REQUIRED ACTION - Scan the listing below. Copy each line that contains "reason".

SOURCE DATA -

┌────────

PR #148, opened 2018-11-03
rqt_py_common port

mlautman:
Porting rqt_py_common to ROS2 crystal. 
The tests will not pass without https://github.com/ros2/rosidl_python/pull/19


rqt_py_common/package.xml
```diff
@@ -19,25 +19,27 @@
...
 
-  <run_depend>genpy</run_depend>
-  <run_depend version_gte="0.2.19">python_qt_binding</run_depend>
-  <run_depend>qt_gui</run_depend>
-  <run_depend>roslib</run_depend>
-  <run_depend>rospy</run_depend>
-  <run_depend>rostopic</run_depend>
+  <exec_depend>rosidl_default_runtime</exec_depend>
+  <exec_depend version_gte="0.3.4">python_qt_binding</exec_depend>
+  <exec_depend>qt_gui</exec_depend>
```
brawner, line 30: Depends should be in alphabetical order

rqt_py_common/package.xml
```diff
@@ -19,25 +19,27 @@
...
+  <test_depend>ament_lint_auto</test_depend>
+  <test_depend>ament_lint_common</test_depend>
+  <test_depend>ament_cmake_pytest</test_depend>
+  <test_depend>ament_flake8</test_depend>
+  <test_depend>ament_pep257</test_depend>
+  <test_depend>python3-pytest</test_depend>
 
   <export>
+    <build_type>ament_cmake</build_type>
     <architecture_independent/>
```
brawner, line 44: Does the <architecture_independent/> export exist in ROS2? I've been removing them

rqt_py_common/setup.py
```diff
@@ -1,11 +1,8 @@
-#!/usr/bin/env python
+#!/usr/bin/env python3
 
 from distutils.core import setup
-from catkin_pkg.python_setup import generate_distutils_setup
```
brawner, line 4: FYI: I don't think this needs to be switched from catkin_pkg to distutils right? Both seem to work fine. But no need to change it back

rqt_py_common/src/rqt_py_common/plugin_container_widget.py
```diff
@@ -104,7 +106,7 @@ def set_sysmsg(self, sysmsg):
         Set system msg that's supposed to be shown in sys msg pane.
         @type sysmsg: str
         """
-        rospy.loginfo('PluginContainerWidget; {}'.format(sysmsg))
+        self._logger.info('{}'.format(sysmsg))
```
brawner, line 111: Does ros2 logger display the context of the info message? Like which file this is being logged from?

rqt_py_common/src/rqt_py_common/plugin_container_widget.py
```diff
@@ -75,8 +74,11 @@ def __init__(self, plugin_widget,
         """
         super(PluginContainerWidget, self).__init__()
 
-        ui_file = os.path.join(rospkg.RosPack().get_path('rqt_py_common'),
-                               'resource', 'plugin_container.ui')
+        self._logger = rclpy.logging.get_logger("PluginContainerWidget")
+        _, package_path = get_resource('packages', 'rqt_py_common')
```
brawner, line 80: This could be replaced with a call to qt_gui.ros_package_helper.get_package_path()

rqt_py_common/src/rqt_py_common/rqt_roscomm_util.py
```diff
@@ -34,76 +34,83 @@
...
+        #         "load_parameters: unable to set params (last param was [%s]): %s" % (param, e))
+        #     raise  # re-raise as this is fatal
+        # RqtRoscommUtil._logger.debug("... load_parameters complete")
+        RqtRoscommUtil._logger.error("load_parameters: not implemented in ROS2))")
+        pass
 
     @staticmethod
     def iterate_packages(subdir):
         """
+        Note: Mlautman 11/2/2018
```
brawner: Is the high level idea of this code is to get packages that contain messages/services/actions etc? Because there are some examples of that in the rcl command line package. For example, to discover packages that contain message definitions

https://github.com/ros2/ros2cli/blob/211325816e03baaa390c65551b17dece5495c509/ros2msg/ros2msg/api/__init__.py#L22

rqt_py_common/src/rqt_py_common/topic_helpers.py
```diff
@@ -28,161 +28,243 @@
 # ANY WAY OUT OF THE USE OF THIS SOFTWARE, EVEN IF ADVISED OF THE
 # POSSIBILITY OF SUCH DAMAGE.
 
-import roslib
-import roslib.msgs
-import roslib.message
-from rostopic import get_topic_type
-from python_qt_binding.QtCore import qDebug
+import rclpy
```
brawner: These imports should be in alphabetical order

rqt_py_common/src/rqt_py_common/topic_helpers.py
```diff
@@ -28,161 +28,243 @@
...
+    topic_list = node.get_topic_names_and_types()
+
+    node.destroy_node()
+    if shutdown_rclpy:
+        rclpy.shutdown()
+
+    return topic_list
+
+
+_logger = logging.get_logger("topic_helpers")
```
brawner: Maybe instead of creating a global variable, you just use
logging.get_logger().info()

rqt_py_common/src/rqt_py_common/rqt_roscomm_util.py
```diff
@@ -199,12 +213,14 @@ def mfilter(f):
 
     @staticmethod
     def is_roscore_running():
```
brawner: Should functions like these be deprecated or just removed?

rqt_py_common/src/rqt_py_common/rqt_roscomm_util.py
```diff
@@ -112,22 +119,28 @@ def iterate_packages(subdir):
...
+        #     d = os.path.join(rospack.get_path(p), subdir)
+        #     RqtRoscommUtil._logger.debug('rospack dir={}'.format(d))
+        #     if os.path.isdir(d):
+        #         yield p, d
+        RqtRoscommUtil._logger.error("iterate_packages: not implemented in ROS2))")
 
     @staticmethod
     def list_files(package, subdir, file_extension='.launch'):
         """
+        Note: Mlautman 11/2/2018
```
brawner, line 133: Shouldn't there be a function like this to find launch files and any other necessary ros2 files for a package-specific subdirectory?

brawner (changes requested):
Good work. Looks like it was a large package to port over. I think a few functions that you are deprecating should be changed or modified to fit the ros2 paradigm.

mlautman:
test:
https://ci.ros2.org/job/ci_linux/5476/

rqt_py_common/package.xml
mlautman: I have no idea. @dirk-thomas?

rqt_py_common/src/rqt_py_common/plugin_container_widget.py
mlautman: `from rclpy import logging`
`_logger = logging.get_logger("topic_helpers")`
`_logger.info("yo")`

will print out:
`[INFO] [topic_helpers]: yo`

rqt_py_common/src/rqt_py_common/plugin_container_widget.py
mlautman: It could but unless you feel strongly about this I'd rather not change it.

rqt_py_common/src/rqt_py_common/rqt_roscomm_util.py
mlautman: I've been leaving the ones that I think may be ported in the future. The rest can be deleted

rqt_py_common/src/rqt_py_common/rqt_roscomm_util.py
mlautman: implemented

rqt_py_common/src/rqt_py_common/rqt_roscomm_util.py
mlautman: whoa that's cool, thanks for sharing!

rqt_py_common/src/rqt_py_common/topic_helpers.py
mlautman: addressed

rqt_py_common/src/rqt_py_common/topic_helpers.py
mlautman: Seems low priority but I did it anyway

rqt_py_common/src/rqt_py_common/extended_combo_box.py
```diff
@@ -1,4 +1,4 @@
-#!/usr/bin/env python
```
mlautman, line 1: @dirk-thomas Can you confirm that these lines can be deleted for all the files that aren't executable

rqt_py_common/src/rqt_py_common/topic_helpers.py
```diff
@@ -28,161 +28,168 @@
...
-            return bool
-        else:
-            return type(roslib.msgs._convert_val(type_name, 0))
-    else:
-        return roslib.message.get_message_class(type_name)
+from rclpy import logging
 
 
-def get_field_type(topic_name):
+def get_topic_names_and_types(node=None):
```
mlautman, line 38: @dirk-thomas This feels like a bad way to do this, initialize rclpy and create a node just to get the topic names and types but I don't know of a better way... your thoughts?

rqt_py_common/package.xml
mlautman: done

rqt_py_common/setup.py
mlautman: @dirk-thomas?

rqt_py_common/src/rqt_py_common/topic_helpers.py
brawner: Here's an example from ros2cli DirectNode. Creates and destroys a temporary node. It includes _enter_ and _exit_ methods so you can use with syntax.

https://github.com/ros2/ros2cli/blob/master/ros2cli/ros2cli/node/direct.py

mlautman: very cool

rqt_py_common/CMakeLists.txt
```diff
@@ -1,26 +1,33 @@
...
 install(DIRECTORY resource
-  DESTINATION ${CATKIN_PACKAGE_SHARE_DESTINATION}
+  DESTINATION share/${PROJECT_NAME}
 )
 
-if(CATKIN_ENABLE_TESTING)
-  catkin_add_nosetests(test)
-endif()
\ No newline at end of file
+install(TARGETS ${_library_name}
```
dirk-thomas, line 15: Where is the variable `_library_name` being defined?

rqt_py_common/package.xml
```diff
@@ -19,25 +19,28 @@
...
-  <!-- 3/11/2013 depending on actionlib & rosbag is only temporary;
-  rosaction.py needs it. In the future this run_depend will be removed when
-  rosaction gets moved to actionlib. -->
-  <run_depend>actionlib</run_depend>
-  <run_depend>rosbag</run_depend>
+  <test_depend>ament_lint_auto</test_depend>
+  <test_depend>ament_lint_common</test_depend>
+  <test_depend>ament_cmake_pytest</test_depend>
+  <test_depend>ament_flake8</test_depend>
+  <test_depend>ament_pep257</test_depend>
```
dirk-thomas, line 37: Same comment as on [qt_gui_core](https://github.com/ros-visualization/qt_gui_core/pull/133#pullrequestreview-172627653).

rqt_py_common/setup.py
```diff
@@ -1,11 +1,8 @@
-#!/usr/bin/env python
+#!/usr/bin/env python3
```
dirk-thomas, line 1: Same comment as on [qt_gui_core](https://github.com/ros-visualization/rqt/pull/142/files/3fee97e14908cb061c8977ac5609f1fce965ce32#diff-1ab904ac4fc501b59ea1d8c30ca50ec3).

rqt_py_common/src/rqt_py_common/layout_util.py
```diff
@@ -34,11 +34,12 @@
...
 from python_qt_binding.QtCore import Qt
 from python_qt_binding.QtWidgets import QWidgetItem, QSpacerItem
-import roslib
-import rospy
+
+from rclpy import logging
 
 
 class LayoutUtil(object):
+    _logger = logging.get_logger("LayoutUtil")
```
dirk-thomas, line 42: Should use single quotes.

Same below.

rqt_py_common/src/rqt_py_common/rosaction.py
```diff
@@ -1,884 +0,0 @@
...
-
-def rosaction_debug(rospack, mode, type_, raw=False):
-    """
-    Prints contents of msg/srv file
-    :param mode: MODE_ACTION or MODE_SRV, ``str``
-    """
-    if mode == MODE_ACTION:
-        print(get_msg_text(type_, raw=raw, rospack=rospack))
-    else:
-        raise ROSActionException("Invalid mode for debug: %s" % mode)
```
dirk-thomas, line 884: Removing this file and adding it later again will "loose" the history and is very unfortunate.

rqt_py_common/src/rqt_py_common/rqt_roscomm_util.py
```diff
@@ -34,72 +34,76 @@
...
 
 class RqtRoscommUtil(object):
+    _logger = logging.get_logger("RqtRoscommUtil")
 
     @staticmethod
     def load_parameters(config, caller_id):
         """
+        NOTE: Mlautman 11/2/18
+              This function has been deprecated as ROS2 does not yet support setting
+              and getting of parameters in Python
```
dirk-thomas, line 50: I am not sure what the idea of this method is but `rclpy` does have support for parameters.

rqt_py_common/src/rqt_py_common/rqt_roscomm_util.py
```diff
@@ -137,14 +144,8 @@ def list_files(package, subdir, file_extension='.launch'):
...
         """
-        if subdir == None or subdir == '':
-            raise ValueError('Invalid package subdir = {}'.format(subdir))
-
-        rospack = rospkg.RosPack()
-
-        path = os.path.join(rospack.get_path(package), subdir)
-
-        return [genmsg.resource_name(package, t) for t in RqtRoscommUtil._list_types(path, file_extension)]
+        RqtRoscommUtil._logger.error("list_files: not implemented in ROS2))")
```
dirk-thomas, line 147: Please create a ticket for this to follow up on.

rqt_py_common/src/rqt_py_common/topic_helpers.py
```diff
@@ -28,161 +28,167 @@
...
+    if not rclpy.ok():
+        shutdown_rclpy = True
+        rclpy.init()
 
-    slot_path = topic_name[len(real_topic_name):]
-    return get_slot_type(message_class, slot_path)
+    node = rclpy.create_node("TopicHelpers__get_topic_names_and_types")
 
+    # Give the node time to learn about the graph
+    rclpy.spin_once(node, timeout_sec=0.05)
```
dirk-thomas, line 61: This looks pretty fragile. This timeout is very likely not enough - and no hard coded value will be good for all cases.

rqt_py_common/src/rqt_py_common/topic_helpers.py
```diff
@@ -28,161 +28,167 @@
...
-    for field_name in fields:
+    node.destroy_node()
+    if shutdown_rclpy:
+        rclpy.shutdown()
+
+    return topic_list
+
+
+_message_class_cache = {}
+def get_message_class(message_type):
```
dirk-thomas, line 73: The logic in this function is certainly going to break with the upcoming IDL changes.

rqt_py_common/package.xml
dirk-thomas: Addressed by #153.

rqt_py_common/src/rqt_py_common/layout_util.py
mlautman: Seems subjective. My understanding is that single and double quotes are interchangeable in python

rqt_py_common/src/rqt_py_common/rosaction.py
mlautman: According to the todo's this file needs to be moved to actionlib. I didn't know it was possible to move a file across repos and preserve history

rqt_py_common/src/rqt_py_common/rqt_roscomm_util.py
mlautman: I was basing this off the wiki on ros2 that states that bouncy does not have support parameters in python yet. Can you point me to an implementation?

mlautman: Also, this method isn't used anywhere in the RQT packages being ported to ROS2. Is there a reason we wouldn't want to remove it?

rqt_py_common/src/rqt_py_common/rqt_roscomm_util.py
mlautman: https://github.com/ros-visualization/rqt/issues/154

rqt_py_common/src/rqt_py_common/topic_helpers.py
mlautman: Is there a better way to do this? I modeled this after https://github.com/ros2/ros2cli/blob/master/ros2cli/ros2cli/node/direct.py

rqt_py_common/src/rqt_py_common/topic_helpers.py
mlautman: Definitely ping me when the upcoming idl changes are solidified

rqt_py_common/src/rqt_py_common/rqt_roscomm_util.py
dirk-thomas: > I was basing this off the wiki on ros2 that states that bouncy does not have support parameters in python yet.

Python parameters have been added post Bouncy. Since we target the Crystal release we can use them.

> this method isn't used anywhere in the RQT packages being ported to ROS2.

You could follow the history to see when and why it was added.

> Is there a reason we wouldn't want to remove it?

Assuming it was added for a reason and some plugins depend on it if we don't port it now it likely needs to happen some time later.

rqt_py_common/CMakeLists.txt
brawner: Resolved in #155

rqt_py_common/setup.py
brawner: Resolved in #155

rqt_py_common/src/rqt_py_common/topic_helpers.py
brawner: Addressed in #155

rqt_py_common/src/rqt_py_common/rqt_roscomm_util.py
dirk-thomas: The same not accurate note is still present in #155.

rqt_py_common/src/rqt_py_common/topic_helpers.py
dirk-thomas: You mentioned that the problem has been addressed but the referenced PR just uses a higher hard coded value. I don't think that is sufficient. And I don't mean the number should be higher but this does conceptionally not address the problem.

mlautman: @dirk-thomas I have a separate PR for using the daemon approach that you detailed. Also, @brawner's PR https://github.com/ros-visualization/rqt/pull/161 provides a better fix that we will want to go back and use throughout the code base.

rqt_py_common/src/rqt_py_common/rqt_roscomm_util.py
mlautman: I would like to take care of this in a future PR. As of now, #155 is too big to keep adding features

PR #152, opened 2018-11-07
Updating rqt_gui CMakeLists to properly install rqt_gui executable

brawner:
This moves the rqt_gui python executable to the lib directory, where it can be found as an executable.


dirk-thomas:
:+1:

└────────

RESPONSE TO THE EXERCISE -
mlautman: Also, this method isn't used anywhere in the RQT packages being ported to ROS2. Is there a reason we wouldn't want to remove it?
> Is there a reason we wouldn't want to remove it?
Assuming it was added for a reason and some plugins depend on it if we don't port it now it likely needs to happen some time later.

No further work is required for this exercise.